Last week, Hurricane Dorian reminded us that the rules of the game have changed. Storms are not only more frequent and powerful these days, they also do new things — like accelerating suddenly from category 2 to category 5 in a matter of hours. That situation becomes worse when, as was the case with Dorian and The Bahamas, the hurricane sits atop a country, prolonging its devastating effects.

We are glad that our Government is aware of the World Bank estimate that one dollar invested in protecting infrastructure is worth several times more than investing that same dollar in an insurance policy. Insurance is good, but will never be enough, so we have to make our infrastructure stronger.

The Bahamas's hurricane insurance will pay out US$11 million, but it is worth pointing out that there are many aspects of the damage that cannot be covered by insurance. Most public infrastructure, for instance, cannot be insured at viable rates.

And while most vulnerable private citizens cannot afford insurance, the rich will have to face the fact that property values will be reduced by the clear message that beachfront lots come with high risks and that new construction will have to be even stronger, and therefore much more expensive.

Of course, we acknowledge that many countries in this region do not have the financial resources to foot the enormous cost of recovery after hurricanes. However, Caribbean governments, we hold, have very little choice than bolstering the integrity of our disaster mitigation systems, even as climate change impacts the ferocity of weather events.

The devastation that Hurricane Dorian unleashed on two islands in the north-western Bahamas proved just that.

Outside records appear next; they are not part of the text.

PR #786, opened 2022-10-06
Have Single Select Refinement UI Change Look Smoother

### LINKED ISSUE #526: Default results appear when switching single-select facets

danielcliu-ifixit:
## Overview

Basically a reopening of #617 now that the `instant-search` update is working on vercel.

When we used to swap single select refinements we would sometimes have the no-refinements selection blip on the screen for a half second (see the issue #526 for an example). This pr should solve that problem by updating the full Index UI State at once (including the refinements) and not clearing out the refinements and then setting them which was why we would have a slight blip of wrong results.

## CR
Is there a more efficient way to organize the data for the IndexUIState than what I have?

## QA
Make sure that pages don't have the blip of wrong results when switching single select refinements (note that even on master this blip disappears on switching if youve already switched between the two refinements on a page load. it must be caching the refinement results in the browser). Make sure that refinements are working as intended. Also make sure that performance isn't down the toilet.

Closes #526

### DIFF
--- a/frontend/templates/product-list/sections/FilterableProductsSection/RefinementSingleSelect.tsx
+++ b/frontend/templates/product-list/sections/FilterableProductsSection/RefinementSingleSelect.tsx
@@ -3,15 +3,13 @@ import { faSort } from '@fortawesome/pro-solid-svg-icons';
 import { stylizeDeviceItemType } from '@helpers/product-list-helpers';
 import { FaIcon } from '@ifixit/icons';
 import { ProductList, ProductListType } from '@models/product-list';
-import {
-   RefinementListItem,
-   RefinementListRenderState,
-} from 'instantsearch.js/es/connectors/refinement-list/connectRefinementList';
+import { RefinementListRenderState } from 'instantsearch.js/es/connectors/refinement-list/connectRefinementList';
 import NextLink from 'next/link';
 import React from 'react';
 import {
    useCurrentRefinements,
    UseRefinementListProps,
+   useInstantSearch,
 } from 'react-instantsearch-hooks-web';
 import { useFilteredRefinementList } from './useFilteredRefinementList';
 import { useSortBy } from './useSortBy';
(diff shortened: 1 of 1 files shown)


danielcliu-ifixit:
Something is going on weird with our product metafields and thats making this not work rn. Im going to try to solve that issue first

masonmcelvain (approved):
CR 🔥

frontend/templates/product-list/sections/FilterableProductsSection/RefinementSingleSelect.tsx
```diff
@@ -106,7 +89,21 @@ const SingleSelectItem = React.memo(function SingleSelectItem({
...
+            setIndexUiState((prevUiState) => {
+               const refinementList = {
+                  ...prevUiState.refinementList,
+                  [attribute]: [item.value],
+               };
+               if (
+                  item.value === prevUiState?.refinementList?.[attribute]?.[0]
+               ) {
+                  delete refinementList[attribute];
+               }
```
masonmcelvain, line 101: This is the only other way I can think of, but I think what you have is fine

```suggestion
               const refinementList = item.value === prevUiState?.refinementList?.[attribute]?.[0]
                  ? {
                        ...prevUiState.refinementList,
                        [attribute]: undefined,
                  } : {
                        ...prevUiState.refinementList,
                        [attribute]: [item.value],
                  };
```

k0rvusk0r4x:
The blip of wrong results is gone.

However, the images are now taking a rather long time to load.

dev_block 😿

sterlinghirsh:
un_dev_block :zap: I am not seeing a blip nor particularly slow loading of images. Given that no image code was changed, I'm going to say let's merge this and if we see poor image performance going forward, we can look into it or revert.

sterlinghirsh:
QA :zap:

PR #802, opened 2022-10-09
Track product page with Matomo

### LINKED ISSUE #792: Matomo: Track product page activity
[`product-page-matomo`](https://github.com/iFixit/react-commerce/compare/product-page-matomo)

## Problem

We want to track page visits and ecommerce events on the product page.

## Do This

Refactor our matomo code to track visits to any page in Next.js. I wonder if we can add this in one global page so we don't have to add the script to all the templates.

We recall that Prime Minister Andrew Holness was invited by the United Nations to join French President Emmanual Macron to lead an international initiative to mobilise funds to help small-island states finance the massive cost of making our infrastructure climate-proof. In this era of a worldwide resurgence of nationalism grant funds are increasingly scarce, so vulnerable countries must also seek their own solutions.

Importantly, it is vital for Jamaicans to realise that gross domestic product (GDP) is not useful to measure how well an economy is doing following a major disaster. Most people do not realise that it does not include destruction of productive and social infrastructure. That means that the GDP of The Bahamas could actually show a positive jump despite heavy loss of life and extensive infrastructure damage on two of the most heavily populated islands in the archipelago.

It is time for us to wake up and spend some effort to build new ways to assess the risks to our Caribbean economies and to realise the time has come for us to decide which sacrifices we must make to ensure we have a future in this new era of natural disasters.